DAVE! Good to see you here!

I shall be downloading your work boogie!


----------



## theboogeymengraveyard

Halloweiner said:


> Nice job. You're welcome to download any of my sound files you want here:
> 
> *Dave's Free Halloween Sounds*
> 
> It is currently over the bandwidth limit, but the bandwidth renews in 2 days so I'm not going to pay for more to re-open it just for 2 days. I always exceed bandwidth this time of year. It will be back up on friday evening though.

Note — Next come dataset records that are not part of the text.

PR #189, opened 2022-04-18
Improvements to validation checks

groutr:
Some minor improvements to _validation.py that center around the usage of `np.asarray`. Using `np.asarray` over `np.array` can avoid unnecessary copies (ie, when the input is already an array).

When comparing the shapes, we don't need to hold all the arrays in memory.

### DIFF
--- a/python/metrics/src/hydrotools/metrics/_validation.py
+++ b/python/metrics/src/hydrotools/metrics/_validation.py
@@ -89,19 +89,15 @@ def raise_for_inconsistent_shapes(
     InconsistentShapesError:
         Raises if all of the arrays are not the same shape.
     """
-    # Convert to numpy arrays
-    arrays = [np.array(x) for x in arrays]
-
     # Extract first array
-    x = arrays[0]
+    xshape = np.asarray(arrays[0]).shape
 
     # Check shape of each
-    for y in arrays:
+    for y in map(np.asarray, arrays[1:]):
         # Test each array
-        test = all(i == j for i, j in zip(x.shape, y.shape))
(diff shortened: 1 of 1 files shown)


aaraney:
@groutr, thanks for the contribution!

I am not sure the `_array_attr` function is necessary. `np.asarray` does [not copy](https://numpy.org/doc/stable/reference/generated/numpy.asarray.html#numpy.asarray) if it receives an input `np.array`. I think it would be more clear to just cast to `np.asarray` and check for the property in places you are proposing to call this method.

aaraney:
@groutr, thanks for the contribution!

I am not sure the `_array_attr` function is necessary. `np.asarray` does [not copy](https://numpy.org/doc/stable/reference/generated/numpy.asarray.html#numpy.asarray) if it receives an input `np.array`. I think it would be more clear to just cast to `np.asarray` and check for the property in places you are proposing to call this method.

aaraney:
Ah, I see. That makes a lot of sense. Thanks for clarifying and providing the above example, @groutr.

My only request would be adding some type hints to the function declaration. The return type hint might be difficult to nail down for all cases, so I think the straight path of `npt.ArrayLike` should be fine unless you have a better suggestion.

jarq6c (changes requested):
Looks good to me. I think we just want to bump the patch version in `python/metrics/src/hydrotools/metrics/_version.py` to `1.2.2`

I tested these changes locally and it is indeed faster. Thanks for the contribution!

aaraney:
Thanks again, @groutr!

Issue #113, opened 2021-07-28
Add method to transform units returned by gcp_client and nwis_client


jarq6c:
So annoying to remember to transform units from gcp_client to compatible units with nwis_client.

jarq6c:
Closing old issues. TEEHR can handle unit conversions: https://github.com/RTIInternational/teehr

PR #196, opened 2022-06-02
Add minimal unit handling to `nwm_client`

### LINKED ISSUE #137: Investigate unit of measurement handling
HT currently has no formal unit of measurement handling. We may be able to incorporate a library like Pint to deal with this.

https://pint.readthedocs.io/en/stable/

jarq6c:
This PR adds minimal unit handling to `nwm_client`. This is an incremental improvement that includes some housekeeping. Future enhancements will unify the `gcp` and `http` interfaces similar to `nwm_client_new`, and transition from `google-cloud-storage` to `fsspec` libraries.

@aaraney  may be interested.

## Additions

- `unit_system` parameter. Setting this parameter to `"US"` will convert dataframe values returned by `get` to cubic feet per second and update `measurement_unit` to `"ft^3/s"`.
- `UnitHandler` class with methods to convert units.

## Removals

- The old deprecated `gcp_client` has been removed.

## Changes

- The `gcp` target for pip has been removed and `google-cloud-storage` is brought in automatically.

## Testing

1. Value conversions are tested in `test_units.py`
2. `pandas.Series` conversions are tested in `test_gcp.py`

## Notes

- Closes #137 
- Link to #113 

## Todos

- Unify gcp and http interfaces.

## Checklist

### DIFF
--- a/python/nwm_client/src/hydrotools/nwm_client/UnitHandler.py
+++ b/python/nwm_client/src/hydrotools/nwm_client/UnitHandler.py
@@ -73,10 +73,7 @@ class UnitHandler:
         """
         # Check for pandas.series
         if isinstance(value, pd.Series):
-            return pd.Series(
-                data=self.unit_registry.Quantity(value.values, from_units).to(to_units).magnitude,
-                index=value.index
-            )
+            return self.unit_registry.Quantity(value.values, from_units).to(to_units).magnitude
 
         # Return converted value
         return self.unit_registry.Quantity(value, from_units).to(to_units).magnitude


jarq6c:
@hellkite500 sorry for the large number of files, I removed the `gcp_client` which is outdated. The main files with the new functionality are `UnitHandler.py`, `gcp.py`, and their associated test files.

python/nwm_client/src/hydrotools/nwm_client/UnitHandler.py
```diff
@@ -0,0 +1,82 @@
...
+            Converted values same shape as value.
+
+        Example
+        -------
+        >>> unit_handler = UnitHandler.UnitHandler()
+        >>> unit_handler.convert_values([1, 1, 1], "ft", "m")
+        array([0.3048, 0.3048, 0.3048])
+        """
+        # Check for pandas.series
+        if isinstance(value, pd.Series):
```
hellkite500, line 75: Does using an arraylike view here work?  If so, it would simplify this code and remove the `isinstance` check I think.
```python
converted = self.unit_registry.Quanitity(value[:], from_units).to(to_units).magnitude
value[:] = converted
return value
```
This would essentially do an inplace update and return the reference to the thing updated.  If you really wanted a copy, then the existing might be the simplest?

hellkite500 (approved):
Looks good as is.  Just had some thoughts on the implementation of `convert_values` to ponder.

python/nwm_client/src/hydrotools/nwm_client/UnitHandler.py
hellkite500: This works about the same as I was thinking, but does have a caveat of only really being applicable to values, because of the slice/view here:
```python
df.loc[:, "value"] = self._unit_handler.convert_values(df["value"], "m^3/s", "ft^3/s")
```
the values get updated, but something like this wouldn't work (which is what I thought you were looking for)
```python
s = pd.Series([1,1,1])
s_converted = convert_values(s, "m^3/s", "ft^3/s")
```
`s_converted` would be an array, not a series.
I wonder if it would be worth writing this in a way you could `apply` or `map` the function?
```python
s_converted = s.apply(convert_values, args=("m^3/s", "ft^3/s"))
```

Though I think what you have here is both useful and efficient for the time being.

hellkite500 (approved):

PR #212, opened 2022-11-29
Minor improvements

groutr:
A tiny collection of minor improvements.

### DIFF
--- a/python/events/src/hydrotools/events/event_detection/decomposition.py
+++ b/python/events/src/hydrotools/events/event_detection/decomposition.py
@@ -91,7 +91,7 @@ def detrend_streamflow(
         
         """
     # Check index
-    if type(series.index) != pd.DatetimeIndex:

Thanks i'll check your wav out tomorrow I have tracks to add but need more sound effects.


----------



## WickedBB70

WOW! Boogeymen, this is good. I wanted to upgrade my music this year.... Guess I don't have to look any further! Thanks!


----------



## theboogeymengraveyard

Thanks Halloweiner and Dark lord the wav files were great and I already started working on adding to the cd. I hope to get it over 1 hour so it doesn't seem like your hearing the same thing over and over.


----------



## Coffindan

This mp3 is perfect for playing out on the steps for the trick or treaters! Great job!


----------



## scavengerhaunt

seem great thanks. like said above this would be a good one for playing outside in a loop


----------



## theboogeymengraveyard

theboogeymengraveyard said:


> Hey everyone I finally finished my Ultimate Halloween sound effects CD. I wanted to make a really scary sound track from start to finish. I own tones of CD's but it's like buying a bands CD 1 or 2 good track and the rest are dull.
> 
> I used tracks from Scream channel sound effect CD and Halloween Scariest movie themes and Hauntings CD as my back ground tracks and then added 222 sound effects. I spent over 7 hours making this so I hope it tuned out good. It's one whole track so just hit repeat and your all good to go.
> 
> It has chain saws lots of good screaming, movie sound clips and many more haunted and horror sounds.
> 
> Let me know what you think it's 33 minutes and 6 seconds of horror.
> 
> Scroll down to free then on next page, enter letters and number given then download
> http://rapidshare.com/files/50708939/theboogeymengraveyardmp3.mp3.html
> 
> Let me know if anyone has any problems
> 
> Also if anyone has good wav files that you think I could use on this track let me know.
> 
> Later
> 
> www.theboogeymengraveyard.com


After many more idea's Here's the final version it has over 300 effects and it's 41:38 long not 1 hour like I wanted but it will get the job done.
http://rapidshare.com/files/51053123/theboogeymengraveyardmp3.mp3.html

Enjoy


----------



## HawksHillHaunter

Boogeymen & Halloweiner - great sounds/music!!! Thanks for sharing...I've even played it in the cd we use at work!!!! some of us like it...others not so much!

Thanks to you both!


----------



## Dark lord

TOTALLY EXCELLENT dude !! I like this newest addition.I collect Halloween music like this & I've bought a few like this off EBay that are "professionally recorded / written" by private people doing just what you've done & honestly yours can EASILY hold it's own to the others,you have a real talent for this,nice overlays & flow of the effects & whole track. Keep up the great work ! -DL


----------



## Dinosaur1972

That was a fun listen. I recognized several clips from sound effects CDs I've got ... good stuff.


----------



## theboogeymengraveyard

With halloween coming I uploaded my FX cd again if anyone needed to use a clip or needed some idea's

MEGAUPLOAD - The leading online storage and file delivery service


----------



## OMGDan

Awesome, thanks for re-uploading & putting so much effort in, definitely use this in my mix this year.


----------



## CatMean

Thank you for the reup... I appreciate the hard work and care you put into this track. It shows.


----------



## mryantaylor

theboogeymengraveyard said:


> After many more idea's Here's the final version it has over 300 effects and it's 41:38 long not 1 hour like I wanted but it will get the job done.
> RapidShare: Easy Filehosting
> 
> Enjoy


Oops! It appears the link is broken, or is it just me?


----------



## theboogeymengraveyard

mryantaylor said:


> Oops! It appears the link is broken, or is it just me?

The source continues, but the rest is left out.